■ **The task**
Copy out the entries below in full and exactly.

■ **Data for this task**
>>>>>

PR #5515, opened 2025-09-02
Add Bullet Chart

tycup:
Add Bullet Chart w/ warning on plot bands being a WIP

### DIFF
--- a/packages/highcharts-theme/src/examples/dependencies/bulletOptions.ts
+++ b/packages/highcharts-theme/src/examples/dependencies/bulletOptions.ts
@@ -1,0 +1,37 @@
+import type { Options } from "highcharts";
+
+export const bulletOptions: Options = {
+  chart: {
+    type: "bar",
+    height: 180,
+  },
+  title: {
+    text: "Revenue performance vs target",
+  },
+  accessibility: {
+    description: "A bullet chart showing revenue performance vs target for Q4",
+  },
+  xAxis: {
+    categories: ["Q4"],
+  },
+  yAxis: {
+    title: {
+      text: "Revenue ($M)",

<<<<<

■ **Worked solution**
PR #5515, opened 2025-09-02
Add Bullet Chart

tycup:
Add Bullet Chart w/ warning on plot bands being a WIP

### DIFF
--- a/packages/highcharts-theme/src/examples/dependencies/bulletOptions.ts
+++ b/packages/highcharts-theme/src/examples/dependencies/bulletOptions.ts
@@ -1,0 +1,37 @@
+import type { Options } from "highcharts";
+
+export const bulletOptions: Options = {
+  chart: {
+    type: "bar",
+    height: 180,
+  },
+  title: {
+    text: "Revenue performance vs target",
+  },
+  accessibility: {
+    description: "A bullet chart showing revenue performance vs target for Q4",
+  },
+  xAxis: {
+    categories: ["Q4"],
+  },
+  yAxis: {
+    title: {
+      text: "Revenue ($M)",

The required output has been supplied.